Since the size of a tensor is fixed, creating a tensor of this type requires to provide all of its values initially, so TensorFlow can compute and allocate the right amount of memory. Then the data in the tensor is initialized once and cannot be modified afterwards.
Public Methods
abstract NdArray<byte[]> |
asBytes()
|
abstract static TString |
scalarOf(String value)
Allocates a new tensor for storing a string scalar.
|
abstract static TString |
tensorOf(Shape shape, DataBuffer<String> data)
Allocates a new tensor with the given shape and data.
|
abstract static TString | |
abstract static TString |
tensorOf(Charset charset, Shape shape, DataBuffer<String> data)
Allocates a new tensor with the given shape and data.
|
abstract static TString | |
abstract static TString |
tensorOfBytes(Shape shape, DataBuffer<byte[]> data)
Allocates a new tensor with the given shape and raw bytes.
|
abstract static TString |
tensorOfBytes(NdArray<byte[]> src)
Allocates a new tensor which is a copy of a given array of raw bytes.
|
abstract TString |
using(Charset charset)
Use a specific charset for decoding data from a string tensor, instead of the default UTF-8.
|
abstract static TString |
vectorOf(String... values)
Allocates a new tensor for storing a vector of strings.
|
Inherited Methods
Public Methods
public abstract NdArray<byte[]> asBytes ()
Returns
- the tensor data as a n-dimensional array of raw byte sequences.
public static abstract TString scalarOf (String value)
Allocates a new tensor for storing a string scalar.
The string is encoded into bytes using the UTF-8 charset.
Parameters
value | scalar value to store in the new tensor |
---|
Returns
- the new tensor
public static abstract TString tensorOf (Shape shape, DataBuffer<String> data)
Allocates a new tensor with the given shape and data.
The data will be copied from the provided buffer to the tensor after it is allocated.
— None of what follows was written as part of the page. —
PR #2048, opened 2024-01-31
EDSC-3935 adds redis cache serverless deployment for browse-scaler

daniel-zamora:


browse-scaler/serverless.yml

The strings are encoded into bytes using the UTF-8 charset.
Parameters
shape | shape of the tensor |
---|---|
data | buffer of strings to initialize the tensor with |
Returns
- the new tensor
public static abstract TString tensorOf (NdArray<String> src)
Allocates a new tensor which is a copy of a given array.
The tensor will have the same shape as the source array and its data will be copied. The strings are encoded into bytes using the UTF-8 charset.
Parameters
src | the source array giving the shape and data to the new tensor |
---|
Returns
- the new tensor
public static abstract TString tensorOf (Charset charset, Shape shape, DataBuffer<String> data)
Allocates a new tensor with the given shape and data.
The data will be copied from the provided buffer to the tensor after it is allocated. The strings are encoded into bytes using the charset passed in parameter.
If charset is different than default UTF-8, then it must also be provided explicitly when
reading data from the tensor, using using(Charset)
:
// Given `originalStrings` an initialized buffer of strings
TString tensor =
TString.tensorOf(Charsets.UTF_16, Shape.of(originalString.size()), originalStrings);
...
TString tensorStrings = tensor.data().using(Charsets.UTF_16);
assertEquals(originalStrings.getObject(0), tensorStrings.getObject(0));
Parameters
charset | charset to use for encoding the strings into bytes |
---|---|
shape | shape of the tensor |
data | buffer of strings to initialize the tensor with |
Returns
- the new tensor
public static abstract TString tensorOf (Charset charset, NdArray<String> src)
Allocates a new tensor which is a copy of a given array.
The tensor will have the same shape as the source array and its data will be copied. The strings are encoded into bytes using the charset passed in parameter.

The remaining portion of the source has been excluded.